Leitsatz

In einem Verfahren wegen Regelung des Umgangs mit dem gemeinsamen Kind war der Kindesmutter Prozesskostenhilfe ohne Ratenzahlung unter Beiordnung ihres Anwalts bewilligt worden. Das Verfahren war auf Antrag des Kindes eingeleitet worden. Der Vater erklärte sich mit der von seinem Sohn vorgeschlagenen Umgangsregelung einverstanden. Die Mutter gab hierzu zunächst ihre Zustimmung, trat jedoch dann dem Antrag entgegen. Wenig später teilte sie erneut ihre Zustimmung mit und bat um Entscheidung im schriftlichen Verfahren, die mit Beschluss des FamG auf der Grundlage der Einigung der Kindeseltern, die dem Wunsch des Kindes entsprach, erging. Die Kosten wurden bei einem Gegenstandswert von 3.000,00 EUR gegeneinander aufgehoben.

Der Verfahrensbevollmächtigte der Kindesmutter beantragte die Festsetzung seiner aus der Staatskasse zu zahlenden Vergütung inklusive einer Einigungsgebühr. Dem Antrag wurde hinsichtlich der Einigungsgebühr nicht entsprochen.

Gegen die Vergütungsfestsetzung hat der Verfahrensbevollmächtigte der Kindesmutter als Beschwerdeführer Erinnerung eingelegt, die zurückgewiesen wurde. Hiergegen hatte der Beschwerdeführer sofortige Beschwerde eingelegt, die erfolgreich war.

 

Sachverhalt

Siehe Kurzzusammenfassung

 

Entscheidung

In seiner Entscheidung führte das OLG aus, dass sich bereits aus der gesetzlichen Regelung in § 48 Abs. 3 RVG ergebe, dass der als Verfahrensbevollmächtigte beigeordnete Rechtsanwalt die Einigungsgebühr nach Nr. 1000, 1003 RVG-VV auch in einem Verfahren wegen Regelung des Umgangs des Kindes mit den Eltern beanspruchen könne.

Hierfür reiche es nach der Rechtsprechung des BGH (NJW 2007, 2187) für die Festsetzbarkeit einer Einigungsgebühr aus, dass glaubhaft gemacht werde, dass die Parteien eine Vereinbarung i.S.v. Nr. 1000 Abs. 1 S. 1 RVG-VV geschlossen hätten. Die Protokollierung eines als Vollstreckungstitel tauglichen Vergleichs nach § 794 Abs. 1 Nr. 1 ZPO sei nicht erforderlich. Der Einigungsvertrag könne vielmehr auch stillschweigend geschlossen werden und sei nicht formbedürftig, sofern dies materiell-rechtlich nicht besonders vorgeschrieben sei.

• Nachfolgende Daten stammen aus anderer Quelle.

Issue #402, opened 2023-10-05
dev: create two new error enums: VM error and InternalError


Eikix:
```[tasklist]
### Tasks
- [ ] Create the StarknetError enum and refactor all Starknet specific errors inside it
- [ ] Create the VMError enum and it should be an enum of sub error types: EVMError and StarknetError
- [ ] Refactor opcodes return signature to return a VMError instead of an EVMError
```

enitrat:
are `TypeConversionError` and else StarknetError? If yes the name doesn't seem very adapted to me. I'd prefer something more generic, like `InternalError`

Eikix:
Ahh could be StarknetError for syscalls, 
TypeConversionError should be something else I agree

enitrat:
enumception

azurwastaken:
Hello !
are you working on it @Eikix or can i do it ?

Eikix:
> Hello !
> 
> are you working on it @Eikix or can i do it ?

Hey:), thanks for your swift response, after discussing with @enitrat, we're waiting a bit to implement this feature to see if it makes sense in our current architecture,

For now let's keep using EVMError everywhere as a global error type for our repository

azurwastaken:
> > Hello !
> > are you working on it @Eikix or can i do it ?
> 
> Hey:), thanks for your swift response, after discussing with @enitrat, we're waiting a bit to implement this feature to see if it makes sense in our current architecture,
> 
> For now let's keep using EVMError everywhere as a global error type for our repository

Oh ok I see !
I was working on a solution yesterday that would have allowed to have more specified errors type and also allowed to had type of errors without breaking any existing code. So if you change your mind feel free to assign me to this task :)

Eikix:
> > > Hello !
> 
> > > are you working on it @Eikix or can i do it ?
> 
> > 
> 
> > Hey:), thanks for your swift response, after discussing with @enitrat, we're waiting a bit to implement this feature to see if it makes sense in our current architecture,
> 
> > 
> 
> > For now let's keep using EVMError everywhere as a global error type for our repository
> 
> 
> 
> Oh ok I see !
> 
> I was working on a solution yesterday that would have allowed to have more specified errors type and also allowed to had type of errors without breaking any existing code. So if you change your mind feel free to assign me to this task :)
> 
> 

I'm open to seeing your design proposal, feel free to open a draft pr and we can discuss it

Eikix:
> > > Hello !
> 
[...]

PR #412, opened 2023-10-09
dev: enums VM error and InternalError

azurwastaken:
## Pull Request type

- [ ] Bugfix
- [ ] Feature
- [ ] Build-related changes

Resolves: #402 

## What is the new behavior?

- Added a new enum that act as Interface for Errors which add the possibility for new errors type in the future without breaking existing code
- Added two enums for InternalError and EVMError (their content must be discussed/modified)

- [ ] Yes
- [X] No

## More Informations

@Eikix Here is my proposal for your issue about the errors handling, feel free to give me feedback/improvement.


Eikix (commented):
Interesting PR! Let me think about it for a bit,
Summoning @enitrat and @ClementWalter who'll also have an opinion 

I'll check again how Rust handles Error management (i usually use `thiserror`)

crates/evm/src/errors.cairo
```diff
@@ -21,32 +21,57 @@ const WRITE_IN_STATIC_CONTEXT: felt252 = 'KKT: WriteInStaticContext';
 const READ_SYSCALL_FAILED: felt252 = 'KKT: read syscall failed';
 
 #[derive(Drop, Copy, PartialEq)]
-enum EVMError {
+enum EVMErrorEnum {
```
enitrat, line 24: If it's an `enum` then calling it `XEnum` is not a good practice imo. It's already defined as an enum, we wouldn't say `PersonStruct` or `balance_u256` if we have type information

crates/evm/src/instructions/block_information.cairo
```diff
@@ -13,48 +13,48 @@ impl BlockInformation of BlockInformationTrait {
...
+        Result::Err(Errors::EVMError(EVMErrorEnum::NotImplemented))
     }
 
     /// 0x41 - COINBASE
     /// Get the block's beneficiary address.
     /// # Specification: https://www.evm.codes/#41?fork=shanghai
-    fn exec_coinbase(ref self: Machine) -> Result<(), EVMError> {
-        Result::Err(EVMError::NotImplemented)
+    fn exec_coinbase(ref self: Machine) -> Result<(), Errors> {
+        Result::Err(Errors::EVMError(EVMErrorEnum::NotImplemented))
```
enitrat, line 24:
```suggestion
        Result::Err(Errors::EVMError::NotImplemented))
```

I'd rather have something like this for internal error as well

```rust
Errors::InternalError::TypeConversionError(TYPE_CONVERSION_ERROR)
```

thought idk if it's possible

enitrat (commented):
Few remarks

- This PR only brings one extra layer of abstraction, and I don't feel like there is any benefits to this migration. The logic is still handled the same and the separation between EVM errors and Internal errors doesn't add any value since both end up merged into the `Errors` type which is used in EVM functions

- Overall it makes the code very verbose 

Perhaps a better approach would be to keep it as it currently is, and just implement the an error management logic that acts based on enum variants

azurwastaken:
> Few remarks
> 
> * This PR only brings one extra layer of abstraction, and I don't feel like there is any benefits to this migration. The logic is still handled the same and the separation between EVM errors and Internal errors doesn't add any value since both end up merged into the `Errors` type which is used in EVM functions
> * Overall it makes the code very verbose
> 
> Perhaps a better approach would be to keep it as it currently is, and just implement the an error management logic that acts based on enum variants

I agree with the verbosity, maybe there is a way to shorten the way its called.

To me, those change would help to understand trully the cause of an error and would make the debug process faster. Also, the Errors enum work like a pure virtual interface that allow implementation of new types of errors without having to change a single prototype which is, imo, a good things for sustainability.

Eikix:
Ideally I'd like our error management to be the same as Rust, 
That's not possible for now as the ? operator does not implicitly try to apply the "Into" trait

But ideally I'd like for utils error enum to be decoupled from any other crate

EVMError would also be completely self comprised.

If in evm crate, a function uses a util to compute some information, and that util can return an Result::err, then I'd like for the evm function to perform some conversion in a light way.

How about map_err()?

We could remain rustic while waiting for "?" operator to support our desired behaviour?

Eikix:
Closing this for now, we can revisit the error handling, using the knowledge we developed thanks to this PR and our discussion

Die Gebühr gemäß Nrn. 1000, 1003 RVG-VV entstehe für die Mitwirkung des Rechtsanwalts beim Abschluss eines Vertrages, durch den der Streit oder die Ungewissheit der Parteien über ein Rechtsverhältnis beseitigt werde. Dies gelte dann nicht, wenn der Vertrag sich ausschließlich auf ein Anerkenntnis oder Verzicht beschränke.

Vorliegend hätten beide Elternteile der vom Kind vorgeschlagenen Umgangsregelung im Interesse der Aufrechterhaltung und Verbesserung der Eltern-Kind-Beziehungen zugestimmt. Die Mutter habe dies nach vorheriger Ablehnung schließlich aufgrund der Mitwirkung ihres Verfahrensbevollmächtigten unter Zurückstellung ihrer ursprünglichen Bedenken bezüglich der familiären Verhältnisse des Vaters und unter Vernachlässigung ihrer eigenen Interessen beim Umgang mit dem Kind zugunsten des von ihrem Sohn geäußerten Wunsches getan. In der gegebenen Zustimmung liege nicht nur ein bloßes Anerkenntnis des Antrages des Kindes, sondern eine vertragliche Einigung der Beteiligten zur Beilegung des Streites über die Umgangsregelung.

Die Zielsetzung der Einigungsgebühr gemäß Nr. 1000 Abs. 1 S. 1 RVG-VV sei damit erreicht. Unter Abänderung der angefochtenen Entscheidung sei der zugrunde liegenden Vergütungsfestsetzung ein weiterer Betrag in Höhe der Einigungsgebühr zuzüglich Mehrwertsteuer festzusetzen.